EXERCISE AIM | Your answer should hold all lines of the entries that include the word "ronaktruss".

THE DATA |
::::
PR #8400, opened 2022-04-08
Update move_history_fetcher.go

kennethchow-truss:
## Summary

Move history page was returning all logs no matter what page you were on. Added a `WHERE` clause to filter by move code 

## Setup to Run Your Code

1. Go to officelocal:3000/
2. Log in as an office user
3. Click on a move that has a shipment you can edit
4. Edit the shipment
5. Look at the history page for that same move and see that the log is there
6. Go back to the move table page
7. Click on a different move
8. Click on history
9. Observe that the earlier change does not appear

### DIFF
--- a/pkg/services/move_history/move_history_fetcher.go
+++ b/pkg/services/move_history/move_history_fetcher.go
@@ -34,6 +34,7 @@ func (f moveHistoryFetcher) FetchMoveHistory(appCtx appcontext.AppContext, param
 			mto_shipments.*
 		FROM
 			mto_shipments
+		WHERE move_id = (SELECT moves.id FROM moves) 
 	),
 	shipment_logs AS (
 		SELECT


YanZ777 (dismissed):
These changes look good to me!

pkg/services/move_history/move_history_fetcher.go
```diff
@@ -34,6 +34,7 @@ func (f moveHistoryFetcher) FetchMoveHistory(appCtx appcontext.AppContext, param
 			mto_shipments.*
 		FROM
 			mto_shipments
+		WHERE move_id = (SELECT moves.id FROM moves)
```
donaldthai, line 37: suggestion (blocking): Nice catch! I do think we need a **unit test** to test the changes here.

donaldthai (changes requested):

pkg/services/move_history/move_history_fetcher.go
michaelvaldes-truss: It looks like there are tests failing related to this change -- the unit tests that count the total number of rows returned by this query.
IMO we shouldn't be testing that, since it's really difficult to know how many rows you should be getting back. I think we could test this better by removing the total count tests and just counting something specific to the unit test, like the number of rows corresponding to the shipment updates made in the test.

kennethchow-truss: Another problem this test has is that it depends on two things 

1. Creating actual rows of data for audit_history
2. Creating the data for related tables like move, mto_shipments, addresses, etc.

The move_history_fetcher query depends on both to form the payload that the test is expecting.

kennethchow-truss (commented):
Unit tests added

kennethchow-truss:
@mergifyio rebase

kennethchow-truss:
@mergifyio rebase

kennethchow-truss:
@mergifyio rebase

kennethchow-truss:
@mergifyio rebase

michaelvaldes-truss (approved):
**praise:** Lgtm -- I think the test changes are super helpful!

PR #8410, opened 2022-04-11
[ MB-11317 ] Add orders and orders_logs to query with tests

rogeruiz:
## Summary

Add `orders` and `orders_logs` to the audit history fetch query. This also
un-comments some tests that already written for this query.

**This patch series does not contain any FE changes. That will be another patch linked to this one.**

## Setup to Run Your Code

<details>
<summary>💻 You will need to use at least one separate terminal to test this locally.</summary>

##### Terminal 1

Run the tests locally

```sh
go test ./pkg/services/move_history -v
```

</details>

### Additional steps

1. Login to the Office App as TOO
1. Edit Orders
1. See the Orders updated in the `/history` page


rogeruiz:
@mergifyio rebase

pkg/services/move_history/move_history_fetcher.go
```diff
@@ -55,6 +55,24 @@ func (f moveHistoryFetcher) FetchMoveHistory(appCtx appcontext.AppContext, param
...
 			AND audit_history.object_id = moves.id
 	),
+	orders AS (
+		SELECT
+			orders.*
+		FROM
+			orders
+		JOIN moves ON moves.orders_id = orders.id
+		WHERE moves.id = (SELECT moves.id FROM moves)
+	),
```
donaldthai, line 65: suggestion (non-blocking): I think since we're looking at a specific move locator we don't have to join the moves with the orders, we can just get the order by looking at the moves sub-query. And then we could just do a WHERE orders.id = (SELECT moves.orders_id FROM moves).

pkg/services/move_history/move_history_fetcher_test.go
```diff
@@ -55,17 +55,15 @@ func (suite *MoveHistoryServiceSuite) TestMoveFetcher() {
...
 
-		suite.Equal(totalCount, int64(6), "total count should be 6")
-
 		// address update
 		verifyOldPickupAddress := false
 		verifyNewPickupAddress := false
 		// orders update
-		// verifyOldSAC := false
-		// verifyNewSAC := false
+		verifyOldSAC := false
```
kennethchow-truss, line 65: Nice now that we can finally add these back in

kennethchow-truss (approved):
LGTM

donaldthai (approved):

pkg/services/move_history/move_history_fetcher.go
```diff
@@ -55,6 +55,24 @@ func (f moveHistoryFetcher) FetchMoveHistory(appCtx appcontext.AppContext, param
 		JOIN moves ON audit_history.table_name = 'moves'
 			AND audit_history.object_id = moves.id
 	),
+	orders AS (
+		SELECT
+			orders.*
+		FROM
+			orders
+		JOIN moves ON moves.orders_id = orders.id
+		WHERE moves.id = (SELECT moves.id FROM moves)
```
rogeruiz, line 64:
```suggestion
		WHERE orders.id = (SELECT moves.orders_id FROM moves)
```

pkg/services/move_history/move_history_fetcher_test.go
```diff
@@ -55,17 +55,15 @@ func (suite *MoveHistoryServiceSuite) TestMoveFetcher() {
 		suite.MustSave(&approvedMove)
 
 		params := services.FetchMoveHistoryParams{Locator: approvedMove.Locator, Page: swag.Int64(1), PerPage: swag.Int64(20)}
-		moveHistory, totalCount, err := moveHistoryFetcher.FetchMoveHistory(suite.AppContextForTest(), &params)
+		moveHistory, _, err := moveHistoryFetcher.FetchMoveHistory(suite.AppContextForTest(), &params)
 		suite.FatalNoError(err)
 
-		suite.Equal(totalCount, int64(6), "total count should be 6")
```
YanZ777, line 61: **question:** Was there a reason this assertion was removed?

**thought:** I'm updating the move_history_fetcher_test.go and I'm seeing this fail too.

michaelvaldes-truss: **thought:** I removed some of these "total count" checks already, and I think this is a good change. it's difficult to know at a glance what the correct number _should_ be for any given test, so I think it would be more beneficial to make our test conditions more specific to the different rows we fetch.

rogeruiz: @kennethchow-truss do you have a good reason for use to be counting the total in our tests? I agree with @michaelvaldes-truss and think that this is going to add some flakiness around these tests as we build on this. But if there's a way for us to know that number rather than hardcoding it every time it would certainly help with the flakiness.

YanZ777: That makes sense @michaelvaldes-truss and @rogeruiz. I think having a hardcoded number in this case makes the tests brittle.

rogeruiz: I added this in my last commit here.

> I think we can add this type of checking once the logging work has
stabilized. Right now this is changing so many times, that it makes
sense to remove them. We could have a new ticket around this for once
PO9 is done to help detect changes to the history log totals. But I
don't believe that this type of count check gives us better tests.

PR #8419, opened 2022-04-12
MB-11992 cypress delete shipment

ronaktruss:
## Summary

Cypress tests were added to test the delete functionality on both the home page and the review page.

The tests for the home page are done within the `entireShipment.js` file and the review page tests are done on the `review.js` file.

With my most recent changes include (see code comments for more details):

- restructuring test datagen a bit and cleaning up comments
- update tests to match work correctly with the above testdatagen changes
- restructuring the entire shipment to match the style of our other tests
- update PR based on feedback
- added sumbit to the entire flow

## Setup to Run Your Code

<details>

##### Terminal 1

Start the server locally.

```sh
make server_run
```

##### Terminal 2

Start cypress locally.

```sh
make e2e_test_fresh
```

</details>

### Backend


cypress/integration/milmove/ppms/entireShipment.js
```diff
@@ -50,6 +51,7 @@ describe('Entire PPM onboarding flow', function () {
 function navigateHappyPath(userId, isMobile = false) {
   cy.apiSignInAsUser(userId);
   cy.wait('@getShipment');
+  customerDeletesExistingShipment();
```
felipe-lee, line 54: I think it might be better if we instead start creating (or fully create, either works) another PPM shipment, and then delete it. Like that would mimic the true customer flow more than already having a PPM shipment to delete (like in terms of this `entireShipment` flow. Just my opinion though and not a hard blocker on this.

cypress/integration/milmove/ppms/review.js
```diff
@@ -110,3 +122,12 @@ function navigateToAgreementAndSign() {
   cy.nextPage();
   signAgreement();
 }
+
+function deleteShipment() {
+  cy.get('[data-testid="ShipmentContainer"]').last().contains('Delete').click();
```
felipe-lee, line 127: small nit, I feel weird about just picking the last shipment. I feel like I'd rather target a shipment with its ID, but again, more of an opinion than a blocker.

pkg/testdatagen/scenario/e2ebasic.go
```diff
@@ -1523,71 +1523,53 @@ func serviceMemberWithOrdersAndPPMMove04(appCtx appcontext.AppContext, userUploa
...
-	loginGovID := uuid.Must(uuid.NewV4())
-	testdatagen.MakeUser(appCtx.DB(), testdatagen.Assertions{
-		User: models.User{
-			ID:            uuid.Must(uuid.FromString(uuidStr)),
-			LoginGovUUID:  &loginGovID,
-			LoginGovEmail: email,
-			Active:        true,
-		},
-	})
+	moveInfo := moveCreatorInfo{
```
felipe-lee, line 1526: 🎉 I hope this is actually making it easier for others too haha, but I personally prefer how this looks.

felipe-lee (commented):
I realize that I wrote the edit cypress tests for the homepage and neglected to have it follow through with actually clicking the button to ensure it works, but do you think that should be added in this PR for edit/delete? Kind of how you tested the delete fully on the review and entire shipment flows. 

It might also be something that can be done in https://dp3.atlassian.net/browse/MB-12157 by @duncan-truss. What do y'all think?

My other comments are just opinions so you can take them or leave them.

cypress/integration/milmove/ppms/entireShipment.js
ronaktruss: I thought about fully creating a PPM and then deleting it, but I ended up deciding against it because I didn't think it would help catch any errors that wouldn't be caught by just deleting an existing shipment and would increase the run time of our tests.

I'm curious to hear other people's opinions on this.

cypress/integration/milmove/ppms/review.js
::::
EXERCISE SOLUTION |
ronaktruss:
ronaktruss: I thought about fully creating a PPM and then deleting it, but I ended up deciding against it because I didn't think it would help catch any errors that wouldn't be caught by just deleting an existing shipment and would increase the run time of our tests.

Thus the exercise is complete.